Differences in mental health services between the UK and Switzerland and
their possible influence on the results of this analysis must be discussed. In
contrast to the UK, two-thirds of Swiss psychiatrists are engaged in private
practice (Guimón et al,
2000). Most of them are psychoanalytically oriented and do not
participate in the health care of the severely mentally ill. The latter were
treated mainly within public out-patient services comparable with the mental
health NHS trusts. A difference between the two countries, however, is the
allocation of financial resources, which is not as restricted in Switzerland
as it is in the UK. In Switzerland, for example, buildings and equipment are
better maintained and the staffpatient ratio is higher. Thus, practical
differences between the two mental health systems could have influenced the
results of this study.
Relatives of patients with psychosis are favourable to early
diagnosis
The favourable answers concerning early diagnosis of psychosis and the
visit in a respective out-patient service are surprising and in contrast to
the often-expressed opinion that relatives warn against early detection and
diagnosis. The findings support the need to tell patients their diagnosis as
early as possible (Clafferty et
al, 2001). Our results are noteworthy because relatives who
are organised in a self-help group are likely to have a critical attitude to
psychiatry (Winefield & Harvey,
1993). But these results are in line with our previous findings
that relatives have a positive attitude to psychiatric research in general,
and particularly to research with respect to early detection of psychosis
(Lauber et al,
2001).
Consequences of early diagnosis
Our findings are unexpected, because early diagnosis has immediate and
far-reaching consequences concerning social life, work or education and
relationships for both the affected individual and their relatives
(Magliano et al,
1998).
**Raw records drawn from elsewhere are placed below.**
PR #551, opened 2018-06-27
PHPLIB-350: Provide Transactions example for Docs

derickr:


tests/DocumentationExamplesTest.php
```diff
@@ -1180,6 +1184,223 @@ public function testIndex_example_2()
...
+        } catch (\MongoDB\Driver\Exception\Exception $error) {
+            echo "Caught exception during transaction, aborting.\n";
+            $session->abortTransaction();
+            throw $error;
+        }
+
+        while (true) {
+            try {
+                $session->commitTransaction();
+                echo "Transaction committed.\n";
```
derickr: When running the tests, this is printed out. Not sure what to do about this, as it's what the Doc examples want.

tests/DocumentationExamplesTest.php
```diff
@@ -1180,6 +1184,223 @@ public function testIndex_example_2()
...
+    }
+
+    // Start Transactions Retry Example 1
+    private function runTransactionWithRetry1(callable $txnFunc, Manager $manager, Session $session)
+    {
+        while (true) {
+            try {
+                $txnFunc($manager, $session);  // performs transaction
+                break;
+            } catch (\MongoDB\Driver\Exception\CommandException $error) {
```
derickr: I thought to be specific about the Exception classes here for now. We should update these of course when we have error labels added.

tests/DocumentationExamplesTest.php
```diff
@@ -1180,6 +1184,223 @@ public function testIndex_example_2()
         $this->assertEquals('cuisine_1_name_1', $indexName);
     }
 
+    // Start Transactions Intro Example 1
+    private function updateEmployeeInfo1(Manager $manager, Session $session)
```
jmikola: AFAIK, none of the other examples refer to class names. If we do, I think we should use the FQCN. It's quite verbose, but it ensures the examples can be easily copy-pasted. Users can always add `use` statements on their own.

I find it odd that Session gets passed in here instead of creating it within, but I suppose that's up to the docs team.

tests/DocumentationExamplesTest.php
```diff
@@ -1180,6 +1184,223 @@ public function testIndex_example_2()
...
+    {
+        $employees = (new Database($manager, "hr"))->employees;
+        $events = (new Database($manager, "reporting"))->events;
```
jmikola: I'm also not sure how I feel about revealing the Manager here. If we can avoid it, I'd rather not suggest that users work with Managers directly nor suggest that they manually construct Database and Collection.

Can you inject the Database object (or a Client) instead? From there, you can use `$db->employees` and `$db->events`, respectively.

tests/DocumentationExamplesTest.php
```diff
@@ -1180,6 +1184,223 @@ public function testIndex_example_2()
...
+            } catch (\MongoDB\Driver\Exception\Exception $error) {
+                echo "Error during commit ...\n";
+                throw $error;
+            }
+        }
+    }
+    // End Transactions Intro Example 1
+
+    public function testTransactions_intro_example_1()
+    {
```
jmikola: Let's add skips to all three test methods that utilize transactions:

```
if ($this->getPrimaryServer()->getType() === Server::TYPE_STANDALONE) {
    $this->markTestSkipped('Transactions are not supported on standalone servers');
}

if (version_compare($this->getFeatureCompatibilityVersion(), '4.0', '<')) {
    $this->markTestSkipped('Transactions are only supported on FCV 4.0 or higher');
}
```

tests/DocumentationExamplesTest.php
```diff
@@ -1180,6 +1184,223 @@ public function testIndex_example_2()
...
+        $hrDb = new Database($this->manager, "hr");
+        $reportingDb = new Database($this->manager, "reporting");
+
+        $hrDb->dropCollection('employees');
+        $reportingDb->dropCollection('events');
+
+        /* Collections need to be created before a transaction starts */
+        $hrDb->createCollection('employees');
+        $reportingDb->createCollection('events');
```
jmikola: Should the drop or create operations utilize a majority write concern? I seem to recall that coming up earlier in the PHPC tests. Is it not a problem because you're doing a create after the drop?

tests/DocumentationExamplesTest.php
```diff
@@ -1180,6 +1184,223 @@ public function testIndex_example_2()
...
+        }
+    }
+    // End Transactions Retry Example 2
+
+    // Start Transactions Retry Example 3
+    private function runTransactionWithRetry3(callable $txnFunc, Manager $manager, Session $session)
+    {
+        while (true) {
+            try {
+                $txnFunc($manager, $session);  // performs transaction
```
jmikola: First argument can be `$db`.

tests/DocumentationExamplesTest.php
```diff
@@ -1180,6 +1184,223 @@ public function testIndex_example_2()
...
+            } catch (\MongoDB\Driver\Exception\Exception $error) {
+                echo "Error during commit ...\n";
+                throw $error;
+            }
+        }
+    }
+    // End Transactions Retry Example 2
+
+    // Start Transactions Retry Example 3
+    private function runTransactionWithRetry3(callable $txnFunc, Manager $manager, Session $session)
```
jmikola: Second argument can be `\MongoDB\Database $db`.

tests/DocumentationExamplesTest.php
```diff
@@ -1180,6 +1184,223 @@ public function testIndex_example_2()
...
+                }
+            } catch (\MongoDB\Driver\Exception\Exception $error) {
+                throw $error;
+            }
+        }
+    }
+    // End Transactions Retry Example 1
+
+    // Start Transactions Retry Example 2
+    private function commitWithRetry2(Manager $manager, Session $session)
```
jmikola: First argument can be `\MongoDB\Database $db`.

tests/DocumentationExamplesTest.php
```diff
@@ -1180,6 +1184,223 @@ public function testIndex_example_2()
...
+        $hrDb->createCollection('employees');
+        $reportingDb->createCollection('events');
+
+        $session = $this->manager->startSession();
+
+        $this->updateEmployeeInfo1($this->manager, $session);
+    }
+
+    // Start Transactions Retry Example 1
+    private function runTransactionWithRetry1(callable $txnFunc, Manager $manager, Session $session)
```
jmikola: Second argument can be `\MongoDB\Database $db`.

tests/DocumentationExamplesTest.php
```diff
@@ -1180,6 +1184,223 @@ public function testIndex_example_2()
...
+    {
+        while (true) {
+            try {
+                $txnFunc($manager, $session);  // performs transaction
```
jmikola: First argument can be `$db`.

tests/DocumentationExamplesTest.php
```diff
@@ -1180,6 +1184,223 @@ public function testIndex_example_2()
...
+                } else {
+                    throw $error;
+                }
+            } catch (\MongoDB\Driver\Exception\Exception $error) {
+                throw $error;
+            }
+        }
+    }
+
+    private function commitWithRetry3(Manager $manager, Session $session)
```
jmikola: First argument can be `\MongoDB\Database $db`.

jmikola: On second thought, why does this method take anything more than `$session`? The other parameter isn't used at all.

tests/DocumentationExamplesTest.php
```diff
@@ -1180,6 +1184,223 @@ public function testIndex_example_2()
...
+                ['employee' => 3, 'status' => [ 'new' => 'Inactive', 'old' => 'Active']],
+                ['session' => $session]
+            );
+        } catch (\MongoDB\Driver\Exception\Exception $error) {
+            echo "Caught exception during transaction, aborting.\n";
+            $session->abortTransaction();
+            throw $error;
+        }
+
+        $this->commitWithRetry3($manager, $session);
```
jmikola: `commitWithRetry3()` shouldn't require the `$manager` (or `$db` if you make other suggested changes).

tests/DocumentationExamplesTest.php
```diff
@@ -1180,6 +1184,223 @@ public function testIndex_example_2()
...
+                    throw $error;
+                }
+            } catch (\MongoDB\Driver\Exception\Exception $error) {
+                echo "Error during commit ...\n";
+                throw $error;
+            }
+        }
+    }
+
+    private function updateEmployeeInfo3(Manager $manager, Session $session)
```
jmikola: First argument can be `\MongoDB\Database $db`.

tests/DocumentationExamplesTest.php
```diff
@@ -1180,6 +1184,223 @@ public function testIndex_example_2()
...
+    {
+        $employees = (new Database($manager, "hr"))->employees;
+        $events = (new Database($manager, "reporting"))->events;
```
jmikola: `$db->employees` and `$db->events`.

tests/DocumentationExamplesTest.php
```diff
@@ -1180,6 +1184,223 @@ public function testIndex_example_2()
...
+
+        $session->startTransaction([
+            'readConcern' => new ReadConcern("snapshot"),
+            'writeConcern' => new WriteConcern(WriteConcern::MAJORITY)
```
jmikola: FQCN for both of these. I realize that makes the WriteConcern example a bit long :D

tests/DocumentationExamplesTest.php
```diff
@@ -1180,6 +1184,223 @@ public function testIndex_example_2()
...
+        }
+    }
+
+    private function updateEmployeeInfo3(Manager $manager, Session $session)
+    {
+        $employees = (new Database($manager, "hr"))->employees;
+        $events = (new Database($manager, "reporting"))->events;
+
+        $session->startTransaction([
+            'readConcern' => new ReadConcern("snapshot"),
```
jmikola: Single-quoted strings where possible for consistency.

tests/DocumentationExamplesTest.php
```diff
@@ -1180,6 +1184,223 @@ public function testIndex_example_2()
...
+        /* Prepare databases for transaction */
+		$hrDb = new Database($this->manager, "hr");
+        $reportingDb = new Database($this->manager, "reporting");
+
+		$hrDb->dropCollection('employees');
+		$reportingDb->dropCollection('events');
+
+        /* Collections need to be created before a transaction starts */
+		$hrDb->createCollection('employees');
+        $reportingDb->createCollection('events');
```
jmikola: You can left-align everything here. No need for fancy C-style method alignments :)

tests/DocumentationExamplesTest.php
```diff
@@ -1180,6 +1184,223 @@ public function testIndex_example_2()
...
+
+        // Start a session.
+        $session = $this->manager->startSession();
+
+        try {
+            $this->runTransactionWithRetry3(array($this, 'updateEmployeeInfo3'), $this->manager, $session);
```
jmikola: We can use short array syntax everywhere. Also consider replacing `$manager` with `$db`.

tests/DocumentationExamplesTest.php
```diff
@@ -1180,6 +1184,223 @@ public function testIndex_example_2()
...
+        } catch (\MongoDB\Driver\Exception\Exception $error) {
+            echo "Caught exception during transaction, aborting.\n";
+            $session->abortTransaction();
+            throw $error;
+        }
+
+        $this->commitWithRetry3($manager, $session);
+    }
+
+    public function testTransactions_retry_example_3()
```
jmikola: Rather than include this in "Transactions Retry Example 3", I think we should create another function and keep the "test" function internal. That will also allow you to add the necessary skip logic and his that from the documentation examples.

The example wants to demonstrate creation of a session, so you'll need to pass our new function a single `\MongoDB\Client` object. `client = new Client($this->getUri());` should get the job done. From there, you can use its `startSession()` method and also select the necessary databases with `->`.

tests/DocumentationExamplesTest.php
```diff
@@ -1180,6 +1184,223 @@ public function testIndex_example_2()
...
+        $reportingDb = new Database($this->manager, "reporting");
+
+        $hrDb->dropCollection('employees');
+        $reportingDb->dropCollection('events');
+
+        /* Collections need to be created before a transaction starts */
+        $hrDb->createCollection('employees');
+        $reportingDb->createCollection('events');
+
+        $session = $this->manager->startSession();
```
jmikola: Be sure to use the Client object here. Although the Client and Manager share the same sockets (same URI), they are different Manager instances (Client creates its own internally) and you'd get a driver exception if a Session from one Manager is used with another.

tests/DocumentationExamplesTest.php
derickr: Done

tests/DocumentationExamplesTest.php
derickr: Done

tests/DocumentationExamplesTest.php
derickr: Done

tests/DocumentationExamplesTest.php
derickr: Done

tests/DocumentationExamplesTest.php
derickr: Done

tests/DocumentationExamplesTest.php
derickr: Done, I think.

tests/DocumentationExamplesTest.php
derickr: Done

tests/DocumentationExamplesTest.php
derickr: Done

tests/DocumentationExamplesTest.php
derickr: Done

tests/DocumentationExamplesTest.php
derickr: Done

tests/DocumentationExamplesTest.php
derickr: Done

tests/DocumentationExamplesTest.php
derickr: Done

tests/DocumentationExamplesTest.php
derickr: Done

tests/DocumentationExamplesTest.php
derickr: Done

tests/DocumentationExamplesTest.php
```diff
@@ -1180,6 +1184,223 @@ public function testIndex_example_2()
...
+
+        $this->updateEmployeeInfo1($this->manager, $session);
```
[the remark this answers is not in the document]
derickr: Done

tests/DocumentationExamplesTest.php
derickr: Yes --- done

tests/DocumentationExamplesTest.php
derickr: Done

tests/DocumentationExamplesTest.php
derickr: Done

tests/DocumentationExamplesTest.php
derickr: Used output buffering

tests/DocumentationExamplesTest.php
derickr: Done, using client

tests/DocumentationExamplesTest.php
```diff
@@ -1180,6 +1184,223 @@ public function testIndex_example_2()
         $this->assertEquals('cuisine_1_name_1', $indexName);
     }
 
+    // Start Transactions Intro Example 1
+    private function updateEmployeeInfo1(Manager $manager, Session $session)
+    {
+        $employees = (new Database($manager, "hr"))->employees;
```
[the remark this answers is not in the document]
derickr: DELETED.

tests/DocumentationExamplesTest.php
derickr: Done

jmikola:
LGTM. Two warnings from PHPUnit, but we can address those later:

```
There were 2 risky tests:

1) MongoDB\Tests\DocumentationExamplesTest::testTransactions_intro_example_1
This test did not perform any assertions

2) MongoDB\Tests\DocumentationExamplesTest::testTransactions_retry_example_3
This test did not perform any assertions
```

The latter, however, have a pragmatic view about the
importance of an earlier diagnosis for the affected individual and for
themselves. Only one-third assume that much would have changed for the
affected individual. Relatives focus instead on disburdening activities, such
as facing the problems related to the illness or contacting other persons in
the same situation earlier.

Implications of these results
Early detection and intervention are intended to diminish the
suffering of
both the affected individual and their carers
(
Harvey et al, 2001).
Being mostly favourable to early diagnosis
and detection, relatives are
supporting partners for psychiatrists
in convincing hesitant or ambivalent
patients for diagnostic
procedures and treatment. Psychiatrists, therefore,
should
involve carers in the care planning. Moreover, relatives give
us useful
clues with respect to the possible consequences of
early diagnosis.
Professionals must consider the carers' suggestions
and refer relatives of
newly-diagnosed patients with psychosis
to supporting organisations such as
self-help groups. An excellent
example of carers' willingness and ability to
cooperate is
the recently launched website Rethink of the
National Schizophrenia Fellowship
(
www.nsf.org.uk)
that provides
carers, affected individuals and professionals with helpful
and
balanced information (this, however, is seen from a continental
perspective).

Acknowledgments
We thank the relatives for their participation in this study
and Mrs Heidi
Schmid Diebold for data collection and statistical
analyses. We thank also the
unknown reviewer for her/his helpful
suggestions for improvement of our
manuscript, especially with
respect to UK characteristics.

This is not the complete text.